■ EXERCISE GOAL:
Please copy out every line of the listing below in which the word "components" appears.

■ GIVEN RECORDS:

PR #1134, opened 2019-10-24
fix(localized-rich-text-input): fix omit empty translations, add readme

montezume:
#### Summary

Defines an HTML centric `omitEmptyTranslations` for `LocalizedRichTextInput`.

Finishes up the README for `LocalizedRichTextInput`.

### DIFF
--- a/src/components/inputs/localized-multiline-text-input/README.md
+++ b/src/components/inputs/localized-multiline-text-input/README.md
@@ -60,7 +60,7 @@ LocalizedMultilineTextInput.createLocalizedString(languages);
 // -> { en: '', de: '' }
 ```
 
-In case existingTranslations is passed, it will merge an empty localized field with the exisiting translations. Usually this is used to ensure that a localized string contains at least the project's languages.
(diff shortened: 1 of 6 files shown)


src/components/inputs/localized-multiline-text-input/README.md
```diff
@@ -60,7 +60,7 @@ LocalizedMultilineTextInput.createLocalizedString(languages);
 // -> { en: '', de: '' }
 ```
 
-In case existingTranslations is passed, it will merge an empty localized field with the exisiting translations. Usually this is used to ensure that a localized string contains at least the project's languages.
+In case existingTranslations is passed, it will merge an empty localized field with the existing translations. Usually this is used to ensure that a localized string contains at least the project's languages.
```
montezume: just a typo fix

src/components/inputs/localized-rich-text-input/localized-rich-text-input.js
```diff
@@ -11,14 +11,14 @@ import {
   getHasErrorOnRemainingLanguages,
   getHasWarningOnRemainingLanguages,
   isTouched,
-  omitEmptyTranslations,
```
montezume: this would not omit <p></p>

■ SOLUTION FOR THIS PROBLEM:
--- a/src/components/inputs/localized-multiline-text-input/README.md
+++ b/src/components/inputs/localized-multiline-text-input/README.md
src/components/inputs/localized-multiline-text-input/README.md
src/components/inputs/localized-rich-text-input/localized-rich-text-input.js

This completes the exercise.